# Help with car stereo



## Trouble (Apr 27, 2010)

*I need someone who knows all about car stereos and subs and stuff to be so kind to have a look at mine. In surrey or close to me. I have a 10 inch sub that just stopped working. All fuses look fine. I know nothing. Thanks*


----------



## jlam86 (Dec 7, 2010)

is the amplifier light on?


----------



## jlam86 (Dec 7, 2010)

i would offer to help you out, but i don't live in surrey. so the most i will do, is just give you assistance through bca or you can e-mail me.

[email protected]


----------



## Trouble (Apr 27, 2010)

*There is a red light on the front of the amp. My brother in law is going to take a look aat it this week, but I miss my sound now. All the other speakers are on and woring and I was told power is getting to the sub. Wold something called the capacitor be broken? Saw it online when I googled.*


----------



## cichlid (Jul 30, 2010)

what kind of amp? In can message my buddy he works for audio video and is a genious!

IMO, that means there is a ground issue, it is tripped the power shut off feature. alot of amps have these to stop it from being blowen, if there is power going in with no where to go ( incompleted ground) it will also do this.

I would try removing your ground wire, taking fine sand paper and cleaning the contact point. 

if power is getting to the sub, but transfring it, its an amp issue. check the ground for sure!


----------



## cichlid (Jul 30, 2010)

if you had a cap ( capsator ) it would be a tube, with two wires coming out of it... it works like a second battery, if that is the case, you will want a pro to fix it. I have heard of caps blowing the trunk apart when they short out.


----------



## jlam86 (Dec 7, 2010)

do you have a multi meter. if so, i can walk you through it and troubleshoot relatively quick


----------



## Trouble (Apr 27, 2010)

*amp is like 18 years old 4 channel but I had it fixed by a professional 4 years ago for $60. It was also made into a 2 channe from what I was told. Should of just bought a new one from Clarence for $85 back then. The sub is a kenwood from Clarence (BCAquaria). The box is just a regular box. Was working all fine. Thought my kid kicked something but all looks hooked up. I was going to go to Audio Video today but they have closed shop here. I used to know a guy that managed the Burnaby store. I can take pictures if that helps. One day I will look into getting more then just 1 10" sub.*


----------



## Aquaman (Apr 21, 2010)

so is it just the sub that's not working ? If so check the wire on the back of the sub box . Can you get at the speaker itself?
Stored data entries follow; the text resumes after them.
PR #1584, opened 2017-12-04
Fix fulfillment error for donations

MatthewPiatetsky:
Fulfillment of donation failed which contributed to it not being reported properly in the data warehouse.
https://ecommerce.edx.org/dashboard/orders/EDX-31196785/

For the purposes of the test at least, we do not need to do anything for the fulfillment step.
In theory there could be a fullfillment module with empty methods that contain "pass" but that seems overly complex for a noop.
If we wanted something more "extensible" for the test we could have a constant with a list of SKIP_FULFILLMENT_LINE_TYPES?

### DIFF
--- a/ecommerce/extensions/fulfillment/modules.py
+++ b/ecommerce/extensions/fulfillment/modules.py
@@ -16,7 +16,10 @@ from oscar.core.loading import get_model
 from requests.exceptions import ConnectionError, Timeout  # pylint: disable=ungrouped-imports
 from rest_framework import status
 
-from ecommerce.core.constants import ENROLLMENT_CODE_PRODUCT_CLASS_NAME
+from ecommerce.core.constants import (
+    DONATIONS_FROM_CHECKOUT_TESTS_PRODUCT_TYPE_NAME,
+    ENROLLMENT_CODE_PRODUCT_CLASS_NAME
+)
 from ecommerce.core.url_utils import get_lms_enrollment_api_url, get_lms_entitlement_api_url
 from ecommerce.courses.models import Course
 from ecommerce.courses.utils import mode_for_product
@@ -101,6 +104,58 @@ class BaseFulfillmentModule(object):  # pragma: no cover
             True, if the product is revoked; otherwise, False.
         """
         raise NotImplementedError("Revoke method not implemented!")
+
+
+class DonationsFromCheckoutTestFulfillmentModule(BaseFulfillmentModule):
+    """
+    Fulfillment module for fulfilling donations as a part of LEARNER-2842 - Test Donations on Checkout.
+    If that test, or any follow up tests around donations at checkout are not implemented, this module will be reverted.
+    Don't use this code for your own purposes, thanks.
+    """
+    def supports_line(self, line):
+        """
+        Returns True if the given Line has a donation product.
+        """
+        return line.product.get_product_class().name == DONATIONS_FROM_CHECKOUT_TESTS_PRODUCT_TYPE_NAME
+
+    def get_supported_lines(self, lines):
+        """ Return a list of supported lines (that contain a donation product)
+
+        Args:
+            lines (List of Lines): Order Lines, associated with purchased products in an Order.
+
+        Returns:
+            A supported list of lines, unmodified.
+        """
+        return [line for line in lines if self.supports_line(line)]
+
+    def fulfill_product(self, order, lines):
+        """ Fulfills the specified lines in the order.
+        Marks the line status as complete. Does not change anything else.
+
+        Args:
+            order (Order): The Order associated with the lines to be fulfilled
+            lines (List of Lines): Order Lines, associated with purchased products in an Order.
+
+        Returns:
+            The original set of lines, with new statuses set based on the success or failure of fulfillment.
+
+        """
+        for line in lines:
+            line.set_status(LINE.COMPLETE)
+        return order, lines
+
+    def revoke_line(self, line):
+        """ Revokes the specified line.
+        (Returning true to avoid unnecessary errors)
+
+        Args:
+            line (Line): Order Line to be revoked.
+
+        Returns:
+            True, if the product is revoked; otherwise, False.
+        """
+        return True
 
 
 class EnrollmentFulfillmentModule(BaseFulfillmentModule):
--- a/ecommerce/extensions/fulfillment/tests/test_modules.py
+++ b/ecommerce/extensions/fulfillment/tests/test_modules.py
@@ -16,6 +16,7 @@ from testfixtures import LogCapture
 from ecommerce.core.constants import (
     COUPON_PRODUCT_CLASS_NAME,
     COURSE_ENTITLEMENT_PRODUCT_CLASS_NAME,
+    DONATIONS_FROM_CHECKOUT_TESTS_PRODUCT_TYPE_NAME,
     ENROLLMENT_CODE_PRODUCT_CLASS_NAME,
     ENROLLMENT_CODE_SWITCH,
     SEAT_PRODUCT_CLASS_NAME
@@ -30,6 +31,7 @@ from ecommerce.extensions.catalogue.tests.mixins import DiscoveryTestMixin
 from ecommerce.extensions.fulfillment.modules import (
     CouponFulfillmentModule,
     CourseEntitlementFulfillmentModule,
+    DonationsFromCheckoutTestFulfillmentModule,
     EnrollmentCodeFulfillmentModule,
     EnrollmentFulfillmentModule
 )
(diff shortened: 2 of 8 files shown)


mjfrey (approved):
Fine for the test. But will need a real fulfillment module to support donation products.

ecommerce/extensions/fulfillment/api.py
```diff
@@ -56,14 +56,17 @@ def fulfill_order(order, lines):
...
                 module.fulfill_product(order, supported_lines)
-
         # Check to see if any line items in the order have not been accounted for by a FulfillmentModule
         # Any product does not line up with a module, we have to mark a fulfillment error.
         for line in line_items:
             product_type = line.product.get_product_class().name
-            logger.error("Product Type [%s] does not have an associated Fulfillment Module. It cannot be fulfilled.",
-                         product_type)
-            line.set_status(LINE.FULFILLMENT_CONFIGURATION_ERROR)
+            if product_type == 'Donation':
```
clintonb: Use a fulfillment module.

clintonb (changes requested):

clintonb:
This is _not_ fine for the test. You're taking a completely unnecessary shortcut.

ecommerce/extensions/fulfillment/api.py
MatthewPiatetsky: what is the purpose of using the fulfillment module if I am explicitly not fulfilling anything?
a fulfillment module that does not fulfill anything is not a fulfillment module?
i could see the argument for refactoring earlier code to specifically check for SKIP_FULFILLMENT_PRODUCT_TYPES

clintonb: The purpose of the fulfillment module is to fulfill the line. If fulfilling is simply setting the line status to fulfilled, do it. Make a module called `NoopFulfillmentModule`, if needed. However, don't dirty the codebase with hard-coded product classes like this.

MatthewPiatetsky: i'm not sure i understand why writing a module is cleaner, but let me know if the module i added is what you're looking for.
if so I will remove this line and add the relevant tests.

ecommerce/extensions/fulfillment/modules.py
```diff
@@ -103,6 +103,57 @@ def revoke_line(self, line):
...
+        """ Revokes the specified line.
+        (Not implemented since revoking a noop is meaningless)
+
+        Args:
+            line (Line): Order Line to be revoked.
+
+        Returns:
+            True, if the product is revoked; otherwise, False.
+        """
+        raise NotImplementedError("Revoke method not implemented!")
```
clintonb: Revocation may be a no-op, but that doesn't mean you can raise an exception. If someone wants a refund, this line will blow up. Just return `True`.

ecommerce/extensions/fulfillment/modules.py
```diff
@@ -103,6 +103,57 @@ def revoke_line(self, line):
...
+class DoNothingDonationFulfillmentModule(BaseFulfillmentModule):
+    """
+    Fulfillment module for fulfilling donations as a part of LEARNER-2842 - Test Donations on Checkout.
+    If that test, or a follow up test around donations at checkout is not implemented, this module will be reverted.
+    """
+    def supports_line(self, line):
+        """
+        Returns True if the given Line has a donation product.
+        """
+        return line.product.get_product_class().name == "Donation"
```
clintonb: This should be a constant in `ecommerce/core/constants.py`.

ecommerce/extensions/fulfillment/modules.py
```diff
@@ -103,6 +103,57 @@ def revoke_line(self, line):
         raise NotImplementedError("Revoke method not implemented!")
 
 
+class DoNothingDonationFulfillmentModule(BaseFulfillmentModule):
```
clintonb: Given that this only applies to donations, the proper name is `DonationFulfillmentModule`.

ecommerce/extensions/fulfillment/api.py
clintonb: We use the [strategy pattern](https://en.wikipedia.org/wiki/Strategy_pattern) for fulfillment. This ensures the code necessary to fulfill each product class is self-contained, and we _don't_ end up with a series of if-else statements.

Running a test doesn't give teams/developers an exemption from maintaining best practices and writing clean code. This is especially true for the E-Commerce Service, where we should be extra diligent about what we release.

ecommerce/extensions/test/factories.py
```diff
@@ -24,27 +25,31 @@
...
     if site is None:
         site = SiteConfigurationFactory().site
     if owner is None:
         owner = UserFactory()
     basket = Basket.objects.create(site=site, owner=owner)
     basket.strategy = Default()
     if not empty:
-        product = create_product()
+        if product_class:
+            product_class_instance = newfactories.ProductClassFactory(name=product_class)
```
clintonb: The product class should be created via migration, as we do with all product classes.

clintonb (changes requested):

ecommerce/extensions/fulfillment/modules.py
MatthewPiatetsky: why do CouponFulfillmentModule/EnrollmentCodeFulfillmentModule raise a not implemented error?

ecommerce/extensions/fulfillment/modules.py
MatthewPiatetsky: why should this be a constant if this module is specific only to donations for this test?

MatthewPiatetsky:
@clintonb I'm confused by your suggestions to name the module DonationFulfilllmentModule and to create the Donation product class with a migration.
That naming and the existence of a migration implies these things are supported for other uses. When our team goes to revert the test changes and delete/squash the migration in 2-3 weeks, if someone has gone and used that code not understanding it would be reverted in a matter of weeks, suddenly we will be breaking new code when cleaning up the test.
By making these changes i'd be signing up our team for a potentially very difficult clean up process.
At the very least if it was done this way, all the modules/constants/migrations would need to contain the ticket number in the name with a DO NOT USE comment

ecommerce/extensions/fulfillment/modules.py
clintonb: Those products are not refundable.

clintonb:
In 2-3 weeks no one will have used the code because few in the OpenEdX community follow the master branch, and we aren't releasing an open source release in that time. I also highly doubt any other internal teams are working on donations.

Again, just because you're running a test doesn't mean you are exempted of following the style/standards of the codebase. Every product class is represented as a migration because that is how we ensure product classes are in sync in every environment. If you choose to remove the product class after testing, delete the body of the migration creating the product class, and add a new migration that deletes the product class if it exists (which should be the same as the revert method of the initial migration).

Fulfillment modules are generally named `<ProductClassName>FulfillmentModule`. The addition of `Noop` to the name doesn't really do anything. Also, if you end up keeping the code, you'll have to rename it.

You can, and should, have `FIXME` comments linked to tickets, and explaining the unstable nature of the code. However, you should still comply with the standards of the codebase. We've established patterns and behaviors based on the last couple years' of success _and_ failures. This new product class does not require us to deviate from those learned patterns and behaviors.

MatthewPiatetsky:
There are multiple internal teams that I am aware of involved with donations at this very moment. I will include the ticket number in all the naming which should make it clear that this is specific to this test to potential consumers.

ecommerce/extensions/fulfillment/modules.py
MatthewPiatetsky: Right, product did not say these should be refundable but I will ask them to change requirements

MatthewPiatetsky:
@clintonb have i addressed your comments

ecommerce/extensions/fulfillment/api.py
```diff
@@ -56,12 +56,12 @@ def fulfill_order(order, lines):
             if supported_lines:
                 line_items = list(set(line_items) - set(supported_lines))
                 module.fulfill_product(order, supported_lines)
-
```
clintonb: No changes are needed for this file.

ecommerce/extensions/fulfillment/tests/test_modules.py
```diff
@@ -476,6 +478,48 @@ def test_revoke_line(self):
             CouponFulfillmentModule().revoke_line(line)
 
 
+class DonationsFromCheckoutTestFulfillmentModuleTest(FulfillmentTestMixin, TestCase):
+    """ Test donation fulfillment. """
+
+    def setUp(self):
+        super(DonationsFromCheckoutTestFulfillmentModuleTest, self).setUp()
+        donation_class, _ = ProductClass.objects.get_or_create(
```
clintonb: Use a double underscore for unused variables. A single underscore is reserved for ugettext.

clintonb: Why is this product class not being created via migration?

clintonb (changes requested):

ecommerce/extensions/fulfillment/api.py
MatthewPiatetsky: removed

ecommerce/extensions/fulfillment/tests/test_modules.py
MatthewPiatetsky: it was nice to not have to run migrations for the test locally but i've removed it

MatthewPiatetsky:
@clintonb have i addressed your comments

ecommerce/extensions/order/tests/0028_donations_from_checkout_tests_product_type.py
```diff
@@ -0,0 +1,61 @@
...
+        track_stock=False,
+        requires_shipping=False,
+        name=DONATIONS_FROM_CHECKOUT_TESTS_PRODUCT_TYPE_NAME,
+        slug=slugify(DONATIONS_FROM_CHECKOUT_TESTS_PRODUCT_TYPE_NAME)
+    )
+
+    # Create product attributes for donation products
+    ProductAttribute.objects.get_or_create(
+        product_class=donation,
+        name="certificate_type",
```
clintonb: Why does a donation have a certificate type?

ecommerce/extensions/order/tests/0028_donations_from_checkout_tests_product_type.py
```diff
@@ -0,0 +1,61 @@
...
+        name="Donations"
+    )
+
+
+def remove_product_class(apps, schema_editor):  # pylint: disable=unused-argument
+    """ Reverse function. """
+    donation_class = ProductClass.objects.get(name=DONATIONS_FROM_CHECKOUT_TESTS_PRODUCT_TYPE_NAME)
+    Product.objects.filter(product_class=donation_class).delete()
+    Category.objects.filter(slug='donations').delete()
+    ProductClass.objects.filter(name=DONATIONS_FROM_CHECKOUT_TESTS_PRODUCT_TYPE_NAME).delete()
```
clintonb: `donation_class.delete()`

ecommerce/extensions/test/factories.py
clintonb: Migrations are run for Travis, thus the product class is created by the migration. This will result in a DB error on the name field, which should be unique.

MatthewPiatetsky: i can change this but i don't understand your comment?
the test using this passed multiple times both locally and on travis

clintonb: Did you have the migration in the previous commits?

MatthewPiatetsky:
@clintonb have i addressed your comments

clintonb (approved):

clintonb:
Remember to squash your commits, and include a ticket number in the commit message.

If you can place you thumb and index figure on the small center portion of the speaker and apply just enough pressure to make it move in and then release it .it should have free movement in and out. If not its fried or has grit between the magnetized steal shaft and the copper wrapped cylinder that slides up and down it moving the speaker cone to create sound waves...or some crock n bull like that.
you could check it as well by using a 9 volt battery and blip ( quick contact on,off ) the sub speaker with a couple pieces of wire ...this will cause a sharp snapping sound and move the speaker cone unless there is a break in the wire ....if you don't have a multimeter that is.


----------



## sweetlowride (Oct 27, 2011)

If theres a red light on the amp now it means its in protection mode, Usually due to a fried sub with melted voicecoil. Or if youre lucky one of the wires has shorted out, Could be as easy as the speaker wires touching together(you did say your kid kicked someting). Unhook the sub from the amp and turn the key off and on and see if the red light turns off, Most amps will have a red light for protection and green for power on. 
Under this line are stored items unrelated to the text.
PR #1588, opened 2017-12-07
Fix migration issue

ahsan-ul-haq:


mjfrey (approved):

clintonb:
Why is this necessary? There are no details in the commit message.

ahsan-ul-haq:
Apparently running migrations without this causes `'Course' object has no attribute 'history'` error

clintonb (approved):
Update the commit message to follow our best practices at https://openedx.atlassian.net/wiki/spaces/OpenDev/pages/161880915/Git+Best+Practices#GitBestPractices-CommitMessages.

PR #1589, opened 2017-12-07
Removed course migration

ahsan-ul-haq:
The  migration is causing stage deployment failure so have to remove it


clintonb (approved):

Did it do anything unusual just before it shut off? did you smell anything burning or melting? If the voicecoil melts you can smell it fairly easily. With everything off try lightly pushing the sub in and out with your hand, If it feel like its binding and sounds scratchy it means the sub has melted the voicecoil inside and is toast.


----------



## Trouble (Apr 27, 2010)

*Ok I will try all these things soon. My work Christmas party is tonight so I am getting ready to go down town and have a great time tonight. I smelled nothing. A day before my sub wasn't working so I had a look at the back wires, one was off. I put them both back on better and all was fine. Then we were listening to music not as loud as I usually do when I am alone and it just stopped. All my other speakers are working. I had everything hooked up by a guy that does it on the side. I don't hav money to go back and see him so I was hoping to find a kind sole. I just wish Davefrombc knew about this like he does about computer, canning, baking and all his other knowledge. Plus Dave works for coffee and cookies.
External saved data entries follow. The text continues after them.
PR #2127, opened 2019-02-12
Hasnain naveed/wl 1887

hasnain-naveed:


ecommerce/core/management/commands/sync_hubspot.py
```diff
@@ -0,0 +1,333 @@
...
+        Returns list of dicts, each dict represents hubspot DEAL.
+        """
+        hubspot_orders = []
+        for order in orders:
+            hubspot_orders.append({
+                'integratorObjectId': str(order.id),
+                'action': 'UPSERT',
+                'changeOccurredTimestamp': int(time.time()),
+                'propertyNameToValues': {
+                    'total_incl_tax': int(order.total_incl_tax),
```
ziafazal: this should be float.

ecommerce/core/management/commands/sync_hubspot.py
```diff
@@ -0,0 +1,333 @@
...
+        hubspot_line_items = []
+        for line in lines:
+            hubspot_line_items.append({
+                'integratorObjectId': str(line.id),
+                'action': 'UPSERT',
+                'changeOccurredTimestamp': int(time.time()),
+                'propertyNameToValues': {
+                    'order_id': str(line.order.id),
+                    'price_currency': str(line.order.currency),
+                    'tax': int(line.line_price_incl_tax) - int(line.line_price_excl_tax),
```
ziafazal: this should be float.

ecommerce/core/management/commands/sync_hubspot.py
```diff
@@ -0,0 +1,333 @@
...
+                    'product_id': str(line.product.id),
+                    'price_incl_tax': int(line.line_price_incl_tax),
```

Thanks again I will let you know what I find with all your tips.
And the sub is so easy to get to. I have to take it in and out when I pt my back seat in. I own a 2000 Dodge caravan.*


----------



## Adz1 (Apr 21, 2010)

Jen are you still just the other side of the portmann?
I may be able to come out and have a look on tuesday....
it has been awhile since i did stereo installs but i think i could figure out what is wrong if it is easy....


----------



## CRS Fan (Apr 21, 2010)

Not to Hijack Jen's thread, but I want someone to troubleshoot my girlfriend's car stereo. I am willing to pay someone to look at it. Please PM me.

Best Regards,

Stuart


----------



## Trouble (Apr 27, 2010)

*Hyjacker, but thats ok. I will try all this stuff maybe tomorrow if I am not to hung. If I fried another sub does that mean I need to get a better sub? Sorry Clarence.*


----------



## Trouble (Apr 27, 2010)

*I have a non powered Sony sub that came with my surround sound and hooked that up and it is working. I guess there must be something wrong with the sub itself. I didn't smell anything. The red light is now green on the amp. I guess I will need someone to look at the sub and see what is wrong with it. Can I keep this sub hooked up for now? Is there a difference between house subs and car subs?*

*And no I am in Newton now neat Costco.*


----------



## Trouble (Apr 27, 2010)

*So I am told that I should upgrade my 18 year old amp. Looking at these two that were sent to me by a guy that knows about subs and stuff.*

Alpine amp and 10 inch speaker

300W Pioneer Amp + 12" Exile Sub + Casing

*My budget is around $100*


----------



## Trouble (Apr 27, 2010)

*I fixed my sub.*


----------